Et il se trouve des gens aujourd’hui encore en Israël
pour réclamer un extension de l’Etat – au titre de la Bible – qui corresponde à
cette vision politique mais aussi religieuse. Le Seigneur me l’a donné, c’est à
moi, c’est chez moi. Affirmation qui ouvre toutes grandes les portes de la
répression, de l’exclusion, voire de l’extermination.
2. la terre promise,
est-ce chez moi ?
Le problème d’une terre promise ainsi envisagée c’est que
ça ne laisse guère de place à autrui, ni d’ailleurs à aucune promesse. La terre
promise est, si l’on veut bien l’entendre, la terre toujours promise, ou la
terre de la promesse. Ce que le texte – complexe – que nous méditons énonce
ainsi : « Sache bien que ta descendance résidera dans un pays qu'elle ne possédera
pas. »
[יָדֹ֙עַ תֵּדַ֜ע כִּי־גֵ֣ר יִהְיֶ֣ה זַרְעֲךָ֗ בְּאֶ֙רֶץ֙
לֹ֣א לָהֶ֔ם]
Immédiatement après on
vous évoque l’Egypte puis l’Exode… mais c’est déjà une interprétation.
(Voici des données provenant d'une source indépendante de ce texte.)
PR #1278, opened 2023-07-14
(feat) Migrating start visit form to use RHF and Zod

lumuchris256:
## Requirements

- [x] This PR has a title that briefly describes the work done including the ticket number. If there is a ticket, make sure your PR title includes a [conventional commit](https://o3-dev.docs.openmrs.org/#/getting_started/contributing?id=your-pr-title-should-indicate-the-type-of-change-it-is) label. See existing PR titles for inspiration.
- [x] My work conforms to the [OpenMRS 3.0 Styleguide](https://om.rs/styleguide) and [design documentation](https://zeroheight.com/23a080e38/p/880723-introduction).
- [x] My work includes tests or is validated by existing tests.

## Summary
Migrated the form to use RHF and Zod

## Screenshots
https://www.loom.com/share/eb8972ae8d1a4879942b7aa954913d82?sid=acfe6f65-34eb-4a48-92b3-5faeaaa580be

## Related Issue
https://issues.openmrs.org/browse/O3-2144

## Other
cc @hadijahkyampeire @denniskigen

PR #1346, opened 2023-09-06
(fix) Fix failing to save required visit attributes in the start visit form

vasharma05:
## Requirements

## Summary
As the PR #1278 was merged, a critical bug was introduced where the user was not able to save the required visit attributes in the start visit form.

This PR fixes the above issue with the following improvements/ fixes:
1. ZOD schema configured based on the config
2. Visit attribute fields now rendered with the RHF's `Controller` component
3. Error handling done by RHF and zod
4. Cleaning previous validation process

## Screenshots

https://github.com/openmrs/openmrs-esm-patient-chart/assets/51502471/eac74670-cd1c-4659-bc7e-abf893ed69c1

## Related Thread
https://openmrs.slack.com/archives/C02UNMKFH8V/p1693986247424839


packages/esm-patient-chart-app/src/visit/visit-form/visit-attribute-type.component.tsx
```diff
@@ -71,13 +60,11 @@ const VisitAttributeTypeFields: React.FC<VisitAttributeTypeFieldsProps> = ({
 };
 
 interface AttributeTypeFieldProps {
+  fieldProps: any;
```
ibacher, line 63: Is there any way we can get a sensible type for this?

packages/esm-patient-chart-app/src/visit/visit-form/visit-attribute-type.component.tsx
```diff
@@ -131,13 +120,12 @@ const AttributeTypeField: React.FC<AttributeTypeFieldProps> = ({
...
+            {...fieldProps}
             labelText={labelText}
-            onChange={(e) => setVisitAttribute(e.target.value)}
-            required={required}
-            invalid={required && isMissingRequiredAttributes && !visitAttributes[uuid]}
+            invalid={!!errors.visitAttributes?.[uuid]}
             invalidText={t('fieldRequired', 'This field is required')}
           >
-            <SelectItem text={t('selectAnOption', 'Select an option')} value={null} />
+            <SelectItem text={t('selectAnOption', 'Select an option')} value={''} />
```
ibacher, line 128: Is this necessary? Seems better that the `selectAnOption` option isn't usable.

vasharma05: Actually, since the value is null, when "Select an option" is selected, instead of setting the value in the state as null, it saves "Select an option", which is truthy.

The user can select it again, if that is what you are afraid of

packages/esm-patient-chart-app/src/visit/visit-form/visit-attribute-type.component.tsx
vasharma05: The type for this wasn't exported by the RHF

packages/esm-patient-chart-app/src/visit/visit-form/visit-attribute-type.component.tsx
vasharma05: P.S. This is the Ozone distro cambodia environment, used for testing purposes.
https://github.com/openmrs/openmrs-esm-patient-chart/assets/51502471/9b41503c-b8f9-4833-91cd-384743ff45c7

packages/esm-patient-chart-app/src/visit/visit-form/visit-attribute-type.component.tsx
ibacher: Looks like it's `ControllerRenderProps<TFieldValues, TName>` (see [here](https://github.com/react-hook-form/react-hook-form/blob/ece261ac22762e12eea0e944eb52636e17e61e22/src/types/controller.ts#L88C12-L88C54)).

packages/esm-patient-chart-app/src/visit/visit-form/visit-form.component.tsx
```diff
@@ -449,7 +483,7 @@ const StartVisitForm: React.FC<DefaultWorkspaceProps> = ({ patientUuid, closeWor
               <div className={styles.sectionTitle}>{isTablet && t('visitAttributes', 'Visit attributes')}</div>
               <div className={styles.sectionField}>
                 <VisitAttributeTypeFields
-                  isMissingRequiredAttributes={isMissingRequiredAttributes}
+                  // isMissingRequiredAttributes={isMissingRequiredAttributes}
```
denniskigen, line 486: Is this code required?

vasharma05: No

packages/esm-patient-chart-app/src/visit/visit-form/visit-attribute-type.component.tsx
```diff
@@ -71,13 +61,11 @@ const VisitAttributeTypeFields: React.FC<VisitAttributeTypeFieldsProps> = ({
 };
 
 interface AttributeTypeFieldProps {
+  fieldProps: ControllerRenderProps<VisitFormData, `visitAttributes.${string}`>;
```
ibacher, line 64: Shouldn't this be `FieldPath<VisitFormData>` or similar?

vasharma05: This is the type of the `field`.

image

vasharma05: image

denniskigen (approved):

packages/esm-patient-chart-app/src/visit/visit-form/visit-attribute-type.component.tsx
ibacher: Right, because we've told it that the property is `visitAttributes.${attributeType.uuid}`, which works at runtime, but not at the level of the type system, since the type system only exists when adding or editing code, so it infers `attributeType.uuid` is a type string and seems to substitute that.

vasharma05: image


I'm not able to understand this, with my understanding, the second arg `visitAttributes.${string}` will be the FieldPath, not the whole `field`, right?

Sache et
sache bien que ta descendance sera [גֵ֣ר] étrangère – ou convertie –
ou nouvelle venue – ou habitant temporairement – ou n’ayant pas de droits – dans
une terre (qui n’est) pas la sienne, ni maintenant, ni jamais.
Ce qui a pour conséquence
que si je suis – politiquement – religieusement – juridiquement – chez moi, sur
ma terre promise, cette terre promise et par là la promesse elle-même qui me
concerne doit aussi concerner ceux qui passent, ou qui sont différents. Le chez
moi de la terre promise ne peut être terre de la promesse que s’il est aussi un
chez toi.
3. la manière de se tenir
Ce qui caractérise donc
l’habitant de la terre promise c’est qu’il habite d’avantage la promesse que la
terre.
Ça n’est pas vrai seulement en judaïsme, ces
choses-là, aussi loin que nous sommes lourdement héritiers de cette promesse. Devenir
chrétien ainsi n’est pas défendre un territoire ni une doctrine, mais faire entendre
la promesse, et la donner à vivre.
Ainsi j’envisage l’Eglise comme terre promise des
chrétiens, terre d’accueil. Je n’en suis pas propriétaire. Ainsi je considère
l’Ecriture Sainte comme terre promise. Je n’en suis ni propriétaire, ni
dispensateur, ni défenseur.
Je n’y suis chez moi que pour autant que je
travaille à l’accueil de celui qui ne fait que passer, à l’accueil de celui que
je ne connais pas, qui est différent…
Tout le reste est de trop.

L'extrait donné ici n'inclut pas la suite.